Hi,
I was hoping for guidance on how to parallelize forward passes of task-specific batches through task-specific weights. My multitask model looks something like this:
class my_model(nn.Module):
def __init__(self, task_names):
self.task_names = task_names # list of strings
self.shared_layer = nn.Linear(64, 64)
self.heads = nn.ModuleDict({task_name: nn.Linear(64, 1) for
task_name in self.task_names})
def forward(self, in_data, task_name):
feature = self.shared_layer(in_data)
return self.heads[task_name](feature)
Now, when I go to train this thing, I loop over task-specific batches, compute the task losses, and then perform a backward pass over the total loss.
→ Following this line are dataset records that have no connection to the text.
PR #3752, opened 2025-08-01
[backend] Issue/375 RBAC Capa hierarchy 

### LINKED ISSUE #3722: RBAC: Chunk 1.2: Implement capa hierarchy in the backend
Refer to https://www.notion.so/filigran/RBAC-Implement-roles-capability-and-apply-them-to-grants-7ae145c285b64762beddfa30d07e7f99

heditar:
### Proposed changes

* Adding the concept "parent" in the capability enum so we can force the fact that when you add a "MANAGE" cap you will also get the "ACCESS" capa. It is already enforced in the front

### Testing Instructions

1. Step-by-step how to test

### Related issues

* Closes #3722 
* #375 

### Checklist

### DIFF
--- a/openbas-api/src/main/java/io/openbas/service/RoleService.java
+++ b/openbas-api/src/main/java/io/openbas/service/RoleService.java
@@ -2,6 +2,7 @@ package io.openbas.service;
 
 import static io.openbas.utils.pagination.PaginationUtils.buildPaginationJPA;
 
+import com.google.common.annotations.VisibleForTesting;
 import io.openbas.database.model.Capability;
 import io.openbas.database.model.Role;
 import io.openbas.database.repository.RoleRepository;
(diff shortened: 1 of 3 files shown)


openbas-api/src/main/java/io/openbas/service/RoleService.java
```diff
@@ -70,4 +71,24 @@ public void deleteRole(@NotBlank final String roleId) {
...
     roleRepository.deleteById(roleId);
   }
+
+  /**
+   * Get a set of capabilities as input and return a set containing the input + their parent
+   *
+   * @param capabilitiesInput
+   * @return
+   */
+  @VisibleForTesting
```
impolitepanda, line 81: Not a fan of this annotaiton at all. At the same time, the method needs to be tested and doens't need to be public, so.... Let's go with it none the less.

impolitepanda (approved):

The code looks like:
task_losses = []
for task_name in task_names:
in_data, target = next(task_dataloaders[task_name]) # task_dataloaders is a dict
prediction = my_model(in_data, task_name)
task_loss = loss(prediction, target)
task_losses.append(task_loss)
total_loss = torch.sum(torch.stack(task_losses))
total_loss.backward()
My training seems to be pretty slow for ~20 tasks and I suspect it can be drastically sped up by parallelizing the for
loop, possibly on multiple GPUs. Is there a recommended way to do this? I’m not sure how to use the traditional nn.DataParallel
method with task-specific weights. Thanks!